Hint $\ $ A nilpotent $\rm\,n\,$ lies in every prime ideal $\rm\,P,\,$ because $\rm\, n^k = 0\in P\ \Rightarrow\ n\in P.\,$ In particular, $\rm\,n\,$ lies in every maximal ideal. Hence $\rm\,n\!+\!1\,$ is a unit, since it lies in no maximal ideal $\rm\,M\,$ (else $\rm\,n\!+\!1,\,n\in M\, \Rightarrow\, (n\!+\!1)-n = 1\in M),\,$ i.e. elements coprime to every prime are units.
You may recognize a hint of this in proofs of Euclid's theorem that that are infinitely many primes. Namely, if there are only finitely many primes then their product $\rm\,n\,$ is divisible by every prime, so $\rm\,n\!+\!1\,$ is coprime to all primes, so it must be the unit $1,\,$ so $\rm\,n = 0,\,$ a contradiction.

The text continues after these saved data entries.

PR #1929, opened 2023-02-02
Change resync period to 10 minutes

panslava:
With short resync period, when running locally, it is easy to miss bugs, when service update is not triggered, but service is quickly updated due to resync period (example https://github.com/kubernetes/ingress-gce/pull/1928) 

/assign cezarygerard
/assign aojea


aojea:
hmm, is this the field that goes to the informers, because if that is the case this is wrong and can cause a lot of performance issues

aojea:
worth reading https://groups.google.com/g/kubernetes-sig-api-machinery/c/PbSCXdLDno0 

This has a lot of performance implications, why do we need such short resync period, that means that we'll be processing the cache every that time

PR #1930, opened 2023-02-02
Add metrics to track endpointslice staleness

sawsa307:
Added metrics to track the sync staleness of endpointslices, where staleness is defined as how long since it has been last processed.

### DIFF
--- a/pkg/neg/metrics/metrics.go
+++ b/pkg/neg/metrics/metrics.go
@@ -32,6 +32,7 @@ const (
 	negOpEndpointsKey        = "neg_operation_endpoints"
 	lastSyncTimestampKey     = "sync_timestamp"
 	syncerStalenessKey       = "syncer_staleness"
+	epsStalenessKey          = "endpointslice_staleness"
 
 	resultSuccess = "success"
 	resultError   = "error"
@@ -135,6 +136,15 @@ var (
 			Subsystem: negControllerSubsystem,
 			Name:      syncerStalenessKey,
 			Help:      "The duration of a syncer since it last syncs",
+		},
+	)
+
+	// EPSStaleness tracks for every endpoint slice, how long since it was last processed
+	EPSStaleness = prometheus.NewHistogram(
+		prometheus.HistogramOpts{
+			Subsystem: negControllerSubsystem,
+			Name:      epsStalenessKey,
+			Help:      "The duration for an endpoint slice since it was last processed by syncer",
 			// custom buckets - [1s, 2s, 4s, 8s, 16s, 32s, 64s, 128s, 256s(~4min), 512s(~8min), 1024s(~17min), 2048 (~34min), 4096(~68min), 8192(~136min), +Inf]
 			Buckets: prometheus.ExponentialBuckets(1, 2, 14),
 		},
@@ -152,6 +162,7 @@ func RegisterMetrics() {
 		prometheus.MustRegister(LastSyncTimestamp)
 		prometheus.MustRegister(InitializationLatency)
 		prometheus.MustRegister(SyncerStaleness)
+		prometheus.MustRegister(EPSStaleness)
 
 		RegisterSyncerMetrics()
 	})
@@ -185,6 +196,10 @@ func PublishNegInitializationMetrics(latency time.Duration) {
 
 func PublishNegSyncerStalenessMetrics(syncerStaleness time.Duration) {
 	SyncerStaleness.Observe(syncerStaleness.Seconds())
+}
+
+func PublishNegEPSStalenessMetrics(epsStaleness time.Duration) {
+	EPSStaleness.Observe(epsStaleness.Seconds())
 }
 
 func getResult(err error) string {
--- a/pkg/neg/syncers/transaction.go
+++ b/pkg/neg/syncers/transaction.go
@@ -245,8 +245,25 @@ func (s *transactionSyncer) syncInternalImpl() error {
 			return nil
 		}
 		endpointSlices := make([]*discovery.EndpointSlice, len(slices))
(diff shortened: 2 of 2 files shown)


pkg/neg/metrics/metrics.go
```diff
@@ -127,6 +128,17 @@ var (
...
 	)
+
+	// EPSStaleness tracks for every endpoint slice, how long since it was last processed
+	EPSStaleness = prometheus.NewHistogram(
+		prometheus.HistogramOpts{
+			Subsystem: negControllerSubsystem,
+			Name:      epsStalenessKey,
+			Help:      "The duration for an endpoint slice since it was last processed by syncer",
+			// custom buckets - [1s, 2s, 4s, 8s, 16s, 32s, 64s, 128s, 256s(~4min), 512s(~8min), 1024s(~17min), 2048 (~34min), 4096(~68min), +Inf]
+			Buckets: prometheus.ExponentialBuckets(1, 2, 13),
```
swetharepakula, line 139: Can you extend by one more bucket? Thanks!

pkg/neg/syncers/transaction.go
```diff
@@ -240,9 +244,31 @@ func (s *transactionSyncer) syncInternalImpl() error {
...
+			endpointslice := slice.(*discovery.EndpointSlice)
+			endpointSlices[i] = endpointslice
+			key := keyFunc(endpointslice.ObjectMeta.Namespace, endpointslice.ObjectMeta.Name)
+			if lastSyncTime, contains := s.epsLastSyncTimestampMap[key]; contains {
+				staleness := currTime.Sub(lastSyncTime)
+				metrics.PublishNegEPSStalenessMetrics(staleness)
+				s.logger.V(3).Info("Endpoint slice syncs", "Namespace/Name", key, "staleness", staleness)
+
+				// remove from previous map since this eps is updated
+				delete(s.epsLastSyncTimestampMap, key)
```
swetharepakula, line 259: For this metric, I don't think we need to track the lastSyncTimestamp per EPS. we have the following cases:
1. EPS newly created since last syncer sync
2. EPS existed previously and was processed during the lastSyncer Sync

Since we already know when we last synced the syncer (from the svcNeg CR), you just need to check if the EPS creation timestamp is before or after the lastSyncTimestamp. If the creationTS is after now() then you publish now()-creationTS() for that endpoint's staleness. If creationTS is before now() then you publish now()-syncerLastSync timestamp.

Otherwise you have to add logic that will allow you to recognize when an EPS was deleted as you will never delete those from the map.

pkg/neg/syncers/transaction.go
```diff
@@ -245,8 +245,27 @@ func (s *transactionSyncer) syncInternalImpl() error {
 			return nil
 		}
 		endpointSlices := make([]*discovery.EndpointSlice, len(slices))
+		negCR, err := getNegFromStore(s.svcNegLister, s.Namespace, s.NegSyncerKey.NegName)
+		if err != nil {
+			s.logger.Error(err, "unable to retrieve neg from the store", "neg", klog.KRef(s.Namespace, s.NegName))
+			return err
```
swetharepakula, line 251: since this is only for metrics, do not return an error.

pkg/neg/syncers/transaction.go
```diff
@@ -245,8 +245,27 @@ func (s *transactionSyncer) syncInternalImpl() error {
...
+			var epsStaleness time.Duration
+			lastSyncTimestamp := negCR.Status.LastSyncTime
+			epsCreationTimestamp := endpointslice.ObjectMeta.CreationTimestamp
+
+			// if this endpoint slice is newly created/created after last sync
+			if lastSyncTimestamp.Before(&epsCreationTimestamp) {
+				epsStaleness = time.Since(epsCreationTimestamp.Time)
+			} else {
+				epsStaleness = time.Since(lastSyncTimestamp.Time)
+			}
```
swetharepakula, line 266: We can remove the else and you don't need line 257 either.
```
epsStaleness := time.Since(lastSyncTimestamp.Time)
if lastSyncTimestamp.Before(&epsCreationTimestamp) {
    epsStaleness = time.Since(epsCreationTimestamp.Time)
} 
```

pkg/neg/syncers/transaction.go
```diff
@@ -246,7 +246,25 @@ func (s *transactionSyncer) syncInternalImpl() error {
 		}
 		endpointSlices := make([]*discovery.EndpointSlice, len(slices))
 		for i, slice := range slices {
-			endpointSlices[i] = slice.(*discovery.EndpointSlice)
+			endpointslice := slice.(*discovery.EndpointSlice)
+			endpointSlices[i] = endpointslice
+
+			negCR, err := getNegFromStore(s.svcNegLister, s.Namespace, s.NegSyncerKey.NegName)
```
swetharepakula, line 252: move this outside of the for loop. There is only one NEG per syncer.

pkg/neg/syncers/transaction.go
```diff
@@ -246,7 +246,25 @@ func (s *transactionSyncer) syncInternalImpl() error {
...
+			if err != nil {
+				s.logger.Error(err, "unable to retrieve neg from the store", "neg", klog.KRef(s.Namespace, s.NegName))
```
swetharepakula, line 254: you can add a continue after this. Then you don't need the else afterwards.

pkg/neg/syncers/transaction.go
```diff
@@ -246,7 +246,25 @@ func (s *transactionSyncer) syncInternalImpl() error {
...
+			} else {
+				var epsStaleness time.Duration
```
swetharepakula, line 256: remove this. Initialize when you will use it

swetharepakula (commented):
/lgtm
/approve

PR #1931, opened 2023-02-02
Refactor syncNetworkEndpoints

sawsa307:
Add a waitgroup that waits for the completeness of all NEG operations.

### DIFF
--- a/pkg/neg/syncers/transaction.go
+++ b/pkg/neg/syncers/transaction.go
@@ -97,16 +97,18 @@ type transactionSyncer struct {
 
 	logger klog.Logger
 
-	// inError indicates if the syncer is in any of 4 error scenarios
+	// errorState indicates if the syncer is in any of 4 error scenarios
 	// 1. Endpoint counts from EPS is different from calculated endpoint list
 	// 2. EndpontSlice has missing or invalid data
 	// 3. Attach/Detach EP fails due to incorrect batch information
 	// 4. Endpoint count from EPS or calculated endpoint list is 0
 	// Need to grab syncLock first for any reads or writes based on this value
-	inError bool
+	errorState string
 
 	// syncCollector collect sync related metrics
 	syncCollector metrics.SyncerMetricsCollector
+
+	wg sync.WaitGroup
 }
 
 func NewTransactionSyncer(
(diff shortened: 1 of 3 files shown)


pkg/neg/syncers/transaction.go
```diff
@@ -447,43 +450,66 @@ func (s *transactionSyncer) syncNetworkEndpoints(addEndpoints, removeEndpoints m
...
 }
 
+// collectSyncResult spins off go routines to execute NEG operations
+func (s *transactionSyncer) collectSyncResult(attachBatchMap map[string][]EndpointBatch, detachBatchMap map[string][]EndpointBatch) {
+	s.logger.V(3).Info("Start collecting result.")
+
+	for zone, batches := range attachBatchMap {
+		for _, batch := range batches {
+			s.logger.V(3).Info("wg increse by one")
+			s.wg.Add(1)
```
swetharepakula, line 479: I think we can greatly simplify this refactor by adding to the wait groups into attachNetworkEndpoints and detachNetworkEndpoints instead which will be marked as done in operationInternal.

swetharepakula: Just realized that attach and detach NetworkEndpoints will start off more go routines so we cannot just add inside attach and detach.

sawsa307: Thank you! As discussed offline, now collectSyncResult will only wait for all goroutine to finish and emit metrics .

Remark $ $ You'll meet related results later when you study the structure theory of rings. There the intersection of all maximal ideals of a ring $\rm\,R\,$ is known as the Jacobson radical $\rm\,Jac(R).\,$ The ideals $\rm\,J\,$ with $\rm\,1+J \subset U(R)= $ units of $\rm R,\,$ are precisely those ideals contained in $\rm\,Jac(R).\,$ Indeed, we have the following theorem, excerpted from my post on the fewunit ring theoretic generalization of Euclid's proof of infinitely many primes.

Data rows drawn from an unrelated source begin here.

PR #1937, opened 2023-02-07
Add L4 NetLB Dual-Stack Metrics

panslava:
This PR adds counting service per ipFamilies, ipFamilyPolicy and Status for L4 NetLB DualStack

As ILB and NetLB DualStack metrics store the same data, I changed type L4ILBDualStackServiceState to be just general L4DualStackServiceState

I will add PersistentError (status to report after 20 mins of errors) in the next PR for both ILB and NetLB


cezarygerard:
we discussed it at te desk
good job Slavik!

PR #1941, opened 2023-02-10
[Cherry pick #1907] to release 1.20 Remove using node ports for L4 NetLB RBS Services

cezarygerard:
[Cherry pick #1907] to release 1.20 Remove using node ports for L4 NetLB RBS Services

THEOREM $\ $ TFAE in ring $\rm\,R\,$ with units $\rm\,U,\,$ ideal $\rm\,J,\,$ and Jacobson radical $\rm\,Jac(R).$
$\rm(1)\quad J \subseteq Jac(R),\quad $ i.e. $\rm\,J\,$ lies in every max ideal $\rm\,M\,$ of $\rm\,R.$
$\rm(2)\quad 1+J \subseteq U,\quad\ \ $ i.e. $\rm\, 1 + j\,$ is a unit for every $\rm\, j \in J.$
$\rm(3)\quad I\neq 1\ \Rightarrow\ I+J \neq 1,\qquad\ $ i.e. proper ideals survive in $\rm\,R/J.$
$\rm(4)\quad M\,$ max $\rm\,\Rightarrow M+J \ne 1,\quad $ i.e. max ideals survive in $\rm\,R/J.$
Proof $\, $ (sketch) $\ $ With $\rm\,i \in I,\ j \in J,\,$ and max ideal $\rm\,M,$
$\rm(1\Rightarrow 2)\quad j \in all\ M\ \Rightarrow\ 1+j \in no\ M\ \Rightarrow\ 1+j\,$ unit.

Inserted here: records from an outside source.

PR #1943, opened 2023-02-10
Export various stats about services in the metrics exported by this c…

mmamczur:
…ontroller.

### DIFF
--- a/pkg/servicemetrics/servicemetrics.go
+++ b/pkg/servicemetrics/servicemetrics.go
@@ -1,0 +1,369 @@
+package servicemetrics
+
+import (
+	"fmt"
+	"k8s.io/utils/net"
+	"strconv"
+	"time"
+
+	"github.com/prometheus/client_golang/prometheus"
+	v1 "k8s.io/api/core/v1"
+	"k8s.io/apimachinery/pkg/labels"
+	"k8s.io/apimachinery/pkg/util/wait"
+	listers "k8s.io/client-go/listers/core/v1"
+	"k8s.io/client-go/tools/cache"
+	"k8s.io/ingress-gce/pkg/annotations"
+	"k8s.io/ingress-gce/pkg/context"
+	"k8s.io/ingress-gce/pkg/utils"
+	"k8s.io/ingress-gce/pkg/utils/common"
+	"k8s.io/klog/v2"
+	"k8s.io/legacy-cloud-providers/gce"
+)
+
+const (
+	// Names of the labels used by the service metrics.
+	labelType                  = "type"
+	labelExternalTrafficPolicy = "external_traffic_policy"
+	labelInternalTrafficPolicy = "internal_traffic_policy"
+	labelSessionAffinityConfig = "session_affinity_config"
+	labelProtocol              = "protocol"
+	labelIPFamilies            = "ip_families"
+	labelIPFamilyPolicy        = "ip_family_policy"
+	labelIsStaticIPv4          = "is_static_ip_v4"
+	labelIsStaticIPv6          = "is_static_ip_v6"
+	labelNetworkTier           = "network_tier"
+	labelGlobalAccess          = "global_access"
+	labelCustomSubnet          = "custom_subnet"
+	labelNumberOfPorts         = "number_of_ports"
+
+	// possible values for the service_type label
+	serviceTypeSubsettingILB = "SubsettingILB"
+	serviceTypeRBSXLB        = "RBSXLB"
+	serviceTypeLegacyILB     = "LegacyILB"
+	serviceTypeLegacyXLB     = "LegacyXLB"
+
+	// sessionAffinityTimeoutDefault is the default timeout value for a service session affinity.
+	sessionAffinityTimeoutDefault = 10800
+
+	//  possible values for the session_affinity_config label.
+	sessionAffinityBucketMoreThanDefault = "10800+"
+	sessionAffinityBucketDefault         = "10800"
+	sessionAffinityBucketLessThanDefault = "0-10799"
+	sessionAffinityBucketNone            = "None"
+)
+
+var (
+	serviceL4ProtocolStatsCount = prometheus.NewGaugeVec(
+		prometheus.GaugeOpts{
+			Name: "service_l4_protocol_stats",
+			Help: "Number of services broken down by various stats",
+		},
+		[]string{
+			labelType,
+			labelExternalTrafficPolicy,
+			labelInternalTrafficPolicy,
+			labelSessionAffinityConfig,
+			labelProtocol,
+			labelNumberOfPorts,
+		},
+	)
+	serviceIPStackStatsCount = prometheus.NewGaugeVec(
+		prometheus.GaugeOpts{
+			Name: "service_ip_stack_stats",
+			Help: "Number of services broken down by various stats",
+		},
+		[]string{
+			labelType,
+			labelExternalTrafficPolicy,
+			labelInternalTrafficPolicy,
+			labelIPFamilies,
+			labelIPFamilyPolicy,
+			labelIsStaticIPv4,
+			labelIsStaticIPv6,
+		},
+	)
+	serviceGCPFeaturesStatsCount = prometheus.NewGaugeVec(
+		prometheus.GaugeOpts{
+			Name: "service_gcp_features_stats",
+			Help: "Number of services broken down by various stats",
+		},
+		[]string{
+			labelType,
+			labelNetworkTier,
+			labelGlobalAccess,
+			labelCustomSubnet,
+		},
+	)
+)
+
+func init() {
+	klog.V(3).Infof("Registering Service stats usage metrics %v", serviceL4ProtocolStatsCount)
+	prometheus.MustRegister(serviceL4ProtocolStatsCount)
+	prometheus.MustRegister(serviceIPStackStatsCount)
+	prometheus.MustRegister(serviceGCPFeaturesStatsCount)
+}
+
+// Controller is the controller that exposes and populates metrics containing various stats about Services in the cluster.
+type Controller struct {
+	ctx             *context.ControllerContext
+	stopCh          chan struct{}
+	svcQueue        utils.TaskQueue
+	metricsInterval time.Duration
+	serviceInformer cache.SharedIndexInformer
+}
+
+// NewController creates a new Controller.
+func NewController(ctx *context.ControllerContext, exportInterval time.Duration, stopCh chan struct{}) *Controller {
+	svcMetrics := &Controller{
+		ctx:             ctx,
+		stopCh:          stopCh,
+		serviceInformer: ctx.ServiceInformer,
+		metricsInterval: exportInterval,
+	}
+	return svcMetrics
+}
+
+// Run starts the controller until stopped via the stop channel.
+func (c *Controller) Run() {
+	klog.Infof("Starting Service Metric Stats controller")
+	go func() {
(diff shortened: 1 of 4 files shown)


pkg/servicemetrics/servicemetrics.go
```diff
@@ -0,0 +1,304 @@
...
+	NetworkTier  string
+	GlobalAccess bool
+	CustomSubnet bool
+}
+
+func (c *Controller) export() {
+	serviceLister := c.serviceInformer.GetIndexer()
+	services, err := listers.NewServiceLister(serviceLister).List(labels.Everything())
+	if err != nil {
+		klog.Errorf("failed to list services err=%v", err)
```
aojea, line 119: shouldn't you log and return? 

if you have an error most probable `services` is nil and we'll record unknown metrics

pkg/servicemetrics/servicemetrics.go
```diff
@@ -0,0 +1,304 @@
...
+		Protocol:              getProtocol(service.Spec.Ports),
+	}
+	ipStack := &serviceIPStackMetricState{
+		Type:                  serviceType,
+		ExternalTrafficPolicy: externalTrafficPolicy,
+		InternalTrafficPolicy: internalTrafficPolicy,
+		IPFamilies:            getIPFamilies(service.Spec.IPFamilies),
+		IPFamilyPolicy:        getIPFamilyPolicy(service.Spec.IPFamilyPolicy),
+		IsStaticIPv4:          service.Spec.LoadBalancerIP != "",
+		IsStaticIPv6:          false,
```
aojea, line 192: @panslava is this assumption right? there are never StaticIPv6?

pkg/servicemetrics/servicemetrics.go
```diff
@@ -0,0 +1,304 @@
...
+}
+
+func getInternalTrafficPolicy(service *v1.Service) string {
+	if service.Spec.InternalTrafficPolicy == nil {
+		return string(v1.ServiceInternalTrafficPolicyCluster)
+	}
+	return string(*service.Spec.InternalTrafficPolicy)
+}
+
+func getPortsBucket(ports []v1.ServicePort) string {
```
aojea, line 218: prometheus histogram metrics only need to receive the data and it already. manages the bucket, do we need to export this as a string?

pkg/servicemetrics/servicemetrics.go
panslava: for now they are not supported in Google Cloud

pkg/servicemetrics/servicemetrics.go
mmamczur: so here we want to limit the number of possible values in the label and we decided on these specific 'bucket' ourselves. This is intended to limit the cardinality of the metric

pkg/servicemetrics/servicemetrics.go
mmamczur: I should, fixed!

pkg/servicemetrics/servicemetrics_test.go
```diff
@@ -0,0 +1,688 @@
...
+		{
+			desc: "2-5",
+			ports: []v1.ServicePort{{
+				Name: "p1",
+				Port: 80,
+			},
+				{
+					Name: "p2",
+					Port: 123456,
+				}},
```
cezarygerard, line 405: please improve the formatting

pkg/servicemetrics/servicemetrics.go
```diff
@@ -0,0 +1,304 @@
...
+	updatePrometheusMetrics(l4ProtocolState, ipStackState, gcpFeaturesState)
+}
+
+func groupServices(services []*v1.Service) (map[serviceL4ProtocolMetricState]int64, map[serviceIPStackMetricState]int64, map[serviceGCPFeaturesMetricState]int64) {
+	l4ProtocolState := make(map[serviceL4ProtocolMetricState]int64)
+	ipStackState := make(map[serviceIPStackMetricState]int64)
+	gcpFeaturesState := make(map[serviceGCPFeaturesMetricState]int64)
+
+	for _, service := range services {
+		l4Protocol, ipStack, gcpFeatures := metricsForService(service)
```
cezarygerard, line 133: metrics from service?

pkg/servicemetrics/servicemetrics_test.go
```diff
@@ -0,0 +1,688 @@
...
+		IsStaticIPv6:          false,
+	}
+	gcpFeaturesKeyS1AndS2 := serviceGCPFeaturesMetricState{
+		Type:         "RBSXLB",
+		NetworkTier:  "Premium",
+		GlobalAccess: false,
+		CustomSubnet: false,
+	}
+
+	l4ProtocolState, ipStackState, gcpFeaturesState := groupServices(services)
```
cezarygerard, line 270: groupServices is a misleading name

maybe calculateMetrics(allServices)  /* if you also rename services variable to allServices */

cezarygerard:
Michał

overall LGTM from my side

please take from my comments whatever you find useful and we can commit soon
drop the comments that you find unuseful

thanks!

pkg/servicemetrics/servicemetrics.go
```diff
@@ -0,0 +1,304 @@
...
+		l4ProtocolState[*l4Protocol]++
+		ipStackState[*ipStack]++
+		gcpFeaturesState[*gcpFeatures]++
+	}
+	return l4ProtocolState, ipStackState, gcpFeaturesState
+}
+
+func updatePrometheusMetrics(l4ProtocolState map[serviceL4ProtocolMetricState]int64, ipStackState map[serviceIPStackMetricState]int64, gcpFeaturesState map[serviceGCPFeaturesMetricState]int64) {
```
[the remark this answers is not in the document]
mmamczur: done

pkg/servicemetrics/servicemetrics_test.go
```diff
@@ -0,0 +1,688 @@
...
+	"k8s.io/ingress-gce/pkg/context"
+	"k8s.io/ingress-gce/pkg/test"
+	"k8s.io/ingress-gce/pkg/utils/common"
+	namer_util "k8s.io/ingress-gce/pkg/utils/namer"
+	"k8s.io/legacy-cloud-providers/gce"
+)
+
+const clusterUID = "aaaaa"
+
+func createController() *Controller {
```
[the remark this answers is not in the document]
mmamczur: removed

pkg/servicemetrics/servicemetrics.go
```diff
@@ -0,0 +1,304 @@
...
+	for serviceStat, count := range l4ProtocolState {
+		serviceL4ProtocolStatsCount.With(prometheus.Labels{
+			"type":                    serviceStat.Type,
```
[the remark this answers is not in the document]
mmamczur: added consts for all labels

pkg/servicemetrics/servicemetrics.go
```diff
@@ -0,0 +1,304 @@
...
+			return "RBSXLB"
+		}
+		return "LegacyXLB"
+	}
+	return ""
+}
+
+func getSessionAffinityConfig(service *v1.Service) string {
+	if service.Spec.SessionAffinity != v1.ServiceAffinityClientIP {
+		return ""
```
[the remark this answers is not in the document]
mmamczur: changed

pkg/servicemetrics/servicemetrics_test.go
mmamczur: done

pkg/servicemetrics/servicemetrics.go
mmamczur: done

pkg/servicemetrics/servicemetrics_test.go
mmamczur: changed

pkg/servicemetrics/servicemetrics.go
```diff
@@ -0,0 +1,304 @@
...
+		NumberOfPorts:         getPortsBucket(service.Spec.Ports),
+		Protocol:              getProtocol(service.Spec.Ports),
+	}
+	ipStack := &serviceIPStackMetricState{
+		Type:                  serviceType,
+		ExternalTrafficPolicy: externalTrafficPolicy,
+		InternalTrafficPolicy: internalTrafficPolicy,
+		IPFamilies:            getIPFamilies(service.Spec.IPFamilies),
+		IPFamilyPolicy:        getIPFamilyPolicy(service.Spec.IPFamilyPolicy),
+		IsStaticIPv4:          service.Spec.LoadBalancerIP != "",
```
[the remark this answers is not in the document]
mmamczur: ok both will now check if the provided val is a valid IP (either v4 of v6)

swetharepakula (commented):
this mostly looks good to me. I would recommend customizing the buckets in prometheus if the goal is to reduce the cardinality and remove some of the logic necessary to maintain the buckets.

pkg/servicemetrics/servicemetrics.go
```diff
@@ -0,0 +1,369 @@
...
+	"k8s.io/ingress-gce/pkg/context"
+	"k8s.io/ingress-gce/pkg/utils"
+	"k8s.io/ingress-gce/pkg/utils/common"
+	"k8s.io/klog/v2"
+	"k8s.io/legacy-cloud-providers/gce"
+)
+
+const (
+	// Names of the labels used by the service metrics.
+	labelType                  = "type"
```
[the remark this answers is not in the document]
mmamczur: in general this is the service type, so could be ClusterIP, NodePort etc with a caveat that instead of just having LoadBalancer we have special values for each varian of them, like LegacyXLB, RBSXLB etc
we considered having separate label but we wanted to limit the number of possible label value combinatons

pkg/servicemetrics/servicemetrics.go
```diff
@@ -0,0 +1,369 @@
...
+	labelExternalTrafficPolicy = "external_traffic_policy"
+	labelInternalTrafficPolicy = "internal_traffic_policy"
+	labelSessionAffinityConfig = "session_affinity_config"
+	labelProtocol              = "protocol"
+	labelIPFamilies            = "ip_families"
+	labelIPFamilyPolicy        = "ip_family_policy"
+	labelIsStaticIPv4          = "is_static_ip_v4"
+	labelIsStaticIPv6          = "is_static_ip_v6"
```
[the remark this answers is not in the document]
mmamczur: LB that would have 2 static IPs?
is this possible? We could also set both these to true if we ever support a case like that

pkg/servicemetrics/servicemetrics.go
```diff
@@ -0,0 +1,369 @@
...
+	sessionAffinityBucketMoreThanDefault = "10800+"
+	sessionAffinityBucketDefault         = "10800"
+	sessionAffinityBucketLessThanDefault = "0-10799"
+	sessionAffinityBucketNone            = "None"
+)
+
+var (
+	serviceL4ProtocolStatsCount = prometheus.NewGaugeVec(
+		prometheus.GaugeOpts{
+			Name: "service_l4_protocol_stats",
```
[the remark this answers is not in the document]
mmamczur: something like service_l4_config_stats?

mmamczur:
> this mostly looks good to me. I would recommend customizing the buckets in prometheus if the goal is to reduce the cardinality and remove some of the logic necessary to maintain the buckets.

what do you mean about the buckets, can you have them for the label values (and not the metric value)?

$\rm(2\Rightarrow 3)\quad i+j = 1\ \Rightarrow\ 1-j = i\,$ unit $\rm\,\Rightarrow I = 1.$
$\rm(3\Rightarrow 4)\ \,$ Let $\rm\,I = M\,$ max.
$\rm(4\Rightarrow 1)\quad M+J \ne 1 \Rightarrow\ J \subseteq M\,$ by $\rm\,M\,$ max.